[comp.unix.wizards] Directory compression

m5@lynx.uucp (Mike McNally) (08/16/90)

Does 4.3BSD (or anything else) dynamically compress directories when
entries are removed?  If so, how does the system deal with
consistency?  Like if I'm reading while something else is unlinking and
the directory is being compressed, how does the world go on living?
-- 
Mike McNally                                    Lynx Real-Time Systems
uucp: {voder,daver}!lynx!m5                     phone: 408 370 2233

            Where equal mind and contest equal, go.

bzs@world.std.com (Barry Shein) (08/19/90)

>Does 4.3BSD (or anything else) dynamically compress directories when
>entries are removed?  If so, how does the system deal with
>consistency?  Like if I'm reading while something else is unlinking and
>the directory is being compressed, how does the world go on living?
>-- 
>Mike McNally                                    Lynx Real-Time Systems

I believe all that is done is the freeing of (completely) emptied
blocks, so there's no problem.
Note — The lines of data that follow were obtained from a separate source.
PR #443, opened 2018-03-22
deserialize json object in error response data field 

p-s-dev:
testrpc populates the "data" field of an error response with a json object. web3j wants the "data" field to be a string and is unable to parse it as an object.

use custom deserializer to allow error response data field to be json object.  jackson throws error when trying to deserialize json object to a string with default deserializers.


conor10:
Thanks!

PR #453, opened 2018-03-27
Fix JsonRpc2_0Geth protections

alexprut:
Fix `JsonRpc2_0Geth` protections, it should be open for further extensions.


conor10:
Thanks!

PR #455, opened 2018-03-27
import test dependencies from testArtifacts rather than archives.

p-s-dev:
Building always worked from the command line.  However, IntelliJ refused to accept the "archives" configuration as a valid source for test dependencies.  By defining a new configuration "testArtifacts" and exporting it from the subprojects that contain shared test classes, I'm able to open the project in IntelliJ and compile it with no "can not find symbol" errors in the cross-project imports.

Also Removed a duplicate TempFileProvider class and change to dependency reference.


conor10:
Thanks! 👍

PR #464, opened 2018-04-01
Admin build with ScheduledExecutorService

fcorneli:
This patch makes it possible to construct an Admin object with ScheduledExecutorService parameter.


conor10:
Thanks!

PR #475, opened 2018-04-04
deployRemoteCall public

fcorneli:
This patch makes it easier to deploy a contract if you only have the compiled contract class available at runtime:
```
Class<? extends Contract> contractClass
```
and thus you cannot call `YourCompiledContract.deploy(...)` directly.


conor10:
Makes sense - thanks!

PR #478, opened 2018-04-05
getChainId on Transaction

fcorneli:


fcorneli:
Added a unit test.

fcorneli:
mmm... codecov... loving it. :)

core/src/test/java/org/web3j/protocol/core/ResponseTest.java
```diff
@@ -899,6 +899,30 @@ public void testEthTransaction() {
         assertThat(ethTransaction.getTransaction().get(), equalTo(transaction));
     }
 
+    @Test
+    public void testEthTransactionChainId() {
+        Transaction transaction = new Transaction(
```
conor10: Why not just create a Transaction() then use the setter? The nulls are not very nice.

There's really no need, that I can see,
to do any further squeezing (I suppose you could try to smash now
small dirs into frags, not really worthwhile.)
-- 
        -Barry Shein

Software Tool & Die    | {xylogics,uunet}!world!bzs | bzs@world.std.com
Purveyors to the Trade | Voice: 617-739-0202        | Login: 617-739-WRLD

chris@mimsy.umd.edu (Chris Torek) (08/19/90)

In article <7913@lynx.UUCP> m5@lynx.uucp (Mike McNally) writes:
>Does 4.3BSD (or anything else) dynamically compress directories when
>entries are removed?  If so, how does the system deal with
>consistency?

I cannot speak for `anything else', but the answer for 4BSD is `no'.
Recent versions of 4BSD will reduce the sizes of directories, but not
when files are removed: only when files are created.  (There is another
answer to the above question, which appears below.)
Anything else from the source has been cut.